## Get started with machine learning in Azure Databricks

### Principles of Machine Learning
Machine learning is a way of programming that builds prediction models. Unlike traditional programming, which spells out exact steps, machine learning uses algorithms to learn the link between input features and the output label by studying lots of data.

Simply put, a machine learning model is like a function that takes input features `(x)` and returns a prediction `(y)`, written as `y = f(x)`.

The algorithm decides how the model calculates the label from the input.

### Machine Learning in Azure Databricks
Azure Databricks offers a cloud-based workspace for developing machine learning models.

Here, data scientists prepare and analyze data, while machine learning engineers deploy and maintain the models.

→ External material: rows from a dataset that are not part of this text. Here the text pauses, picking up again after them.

PR #2489, opened 2023-11-23
tidy: enforce adding override

Riolku:
Turns out only one place in our codebase was missing this. Good job us!

### DIFF
--- a/.clang-tidy
+++ b/.clang-tidy
@@ -18,5 +18,8 @@ Checks:
 
   misc-unused-parameters,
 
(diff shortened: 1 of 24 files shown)


acquamarin (approved):

ray6080 (approved):

Riolku:
Ah nevermind, clang tidy doesnt check header files that have this issue... I really thought it was supposed to...

Riolku:
Updated commit message:

```
    It turns out that `HeaderFilterRegex` uses a Posix Extended Regular
    Expression, which doesn't support lookbacks. The easiest solution is to
    just fix the _one_ error in linenoise.h.
    
    Note that the `run-clang-tidy` regex _does_ support lookbacks, since
    it's a normal Python regex.
```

Databricks lets you handle everything—data loading, cleaning, training, testing, and managing models—all in one place.

### Preparing Data for Machine Learning
Data preparation varies by project, but you usually need to fix these common issues:

- **Incomplete data**: Some fields are missing (NULL). You can fill in missing values (e.g., using the mean) or drop incomplete rows.
- **Errors**: Data entry mistakes happen and need careful checking with queries and visualizations to spot unusual values.
- **Outliers**: Extreme values can skew the model. You might remove them or replace them with a capped value.
- **Incorrect data types**: Numeric data may be wrongly stored as text. You must fix types to match the data.
- **Unbalanced data**: If some categories appear too often, the model can become biased. You can balance the data by duplicating rare cases or removing excess ones.

### Feature Engineering
Feature engineering means improving or creating features to help the model learn better. Common tasks include:

- **Deriving new features**: Create new columns from existing ones, like extracting day_of_week from a date.
- **Discretizing numeric features**: Group numbers into categories (e.g., low, medium, high).
- **Encoding categorical features**: Convert text labels into numbers or one-hot encoded columns.
- **Scaling numeric values**: Normalize numbers to a similar range so that no feature dominates due to scale.

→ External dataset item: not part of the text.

PR #2491, opened 2023-11-23
cmake: don't build python by default

Riolku:
We shouldn't build anything beyond the core shared and static kuzu libraries by default, and we definitely shouldn't build Python by default but no other APIs.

### Training a Machine Learning Model
- Training a model means adjusting the algorithm so it predicts accurately.
- Although this idea is simple, making a model that works well on new data takes many iterations of training and testing with different algorithms and settings.

### Training and Validation Data
To test how well a model generalizes, you split data into training and validation sets (commonly 70% train, 30% validate).

Models that do well on training data but fail on new data are overfitted.

### Machine Learning Algorithms
Algorithms differ based on the problem:
- 
- **Classification algorithms**: Predict categories (e.g., logistic regression, decision trees, ensembles).
- **Regression algorithms**: Predict numeric values.
- **Clustering algorithms**: Group similar data without labels.

Choosing the right algorithm often requires trial and error.

### Hyperparameters
Besides data inputs, algorithms have hyperparameters you can adjust to control how they train (like randomness, iterations, and tree depth).

These settings affect accuracy and training time

### Fitting a Model
- Fitting means training the algorithm on your data.
- In supervised learning, you fit based on known labels.
- In unsupervised learning, you fit to group data without labels.

### Validating a Machine Learning Model
**Regression** models predict numbers and are evaluated with:

- **MSE** (Mean Squared Error): Average of squared prediction errors.
- **RMSE** (Root Mean Squared Error): The square root of MSE, in the same units as the label.
- **R²** (Coefficient of Determination): Measures how much variance is explained by the model (closer to 1 is better).

**Classification** models predict categories and are evaluated with:

- **Accuracy**: % of correct predictions.
- **Precision**: Correct positive predictions out of all predicted positives.
- **Recall**: Correct positive predictions out of all actual positives.
- **F1 Score**: Balance between precision and recall.

Clustering models use metrics like Silhouette score, which shows how well data points are grouped.